Fukushima Disaster Update

Major news in Japan has been relatively quiet but many bits of smaller news do piece together a picture of what is going on now. The disaster continues to evolve and is far from going away.

Lake Kasumigaura in the northern are of Tokyo’s metro area has been concentrating cesium (and probably other isotopes) from the Fukushima Daiichi disaster. Various rivers run into the lake, those rivers are fed by other rivers and streams. This has turned the lake into a hot spot for contamination in the mud and sediment. Levels in the lake were as high as 5,800 Bq/kg in February. The Onagawa river that runs into the lake was found to have 13,200 Bq/kg of cesium in May. Levels gradually went up and some of the levels went back down slightly on the last round of testing leading some government officials to prematurely declare the problem to be over. Experts say the runoff into the lake is slow and sediment is greatly varied leading to readings that can show a range of readings. The river is a major source of fresh water, 960,00 people depend on it for drinking water. Fish in the lake are also being found to be over limit. Catfish and carp (both bottom dwellers) have tested over the legal limit for consumption.

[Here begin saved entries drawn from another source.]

PR #2396, opened 2022-12-06
🩹 fix: resize codeblocks + drop default language

howebenhowe:
Also split start script to allow quick-restart of dev environment when it mysteriously hangs and bump `caniuse` browserslist to hush the warnings.


idreyn (approved):
LGTM!

3mcd (approved):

This should have been expected. Radioactive contamination that falls over land will have some of it wash away with soil and debris. This will follow the natural water routes taking the contamination with.  Some have suggested opening a dam to drain down the lake but this would not solve the problem as the contamination has settled in as mud in the lake. As was found in Russia with lake Karachay, lower levels of water turn that sediment to dust that then blows around causing more problems. Any contamination that would run downstream doesn’t solve anything, it just moves the contamination somewhere else. In this case the river that drains into the Pacific, causing the river to be more contaminated and adding to the Pacific contamination.

Radiation in various freshwater fish around the region are also showing up as highly contaminated. Trout found in one river were 11,400 bq/kg of cesium

Radiation testing done soon after the start of the disaster showed that people outside the evacuation areas also had high levels of exposure. Government dose reconstructions found a woman in the north of Fukushima prefecture had an 11 mSv exposure during the early days of the disaster.

Local government staff shortages as high as 30% are hindering recovery in the north east region of Japan. This seems to be a combination of displaced residents and people unwilling to move the the heavily damaged contaminated region.

The Environment Ministry is planning on using children in Nagasaki as a control group study to compare thyroid damage to children in the Tohoku region of Japan. Information about who or how the study would be conducted was not available. There was a 2001 study of children in Nagasaki for thyroid abnormalities but the study cohort was quite small. That small study found extremely low incidence of thyroid abnormalities of about 1% or less.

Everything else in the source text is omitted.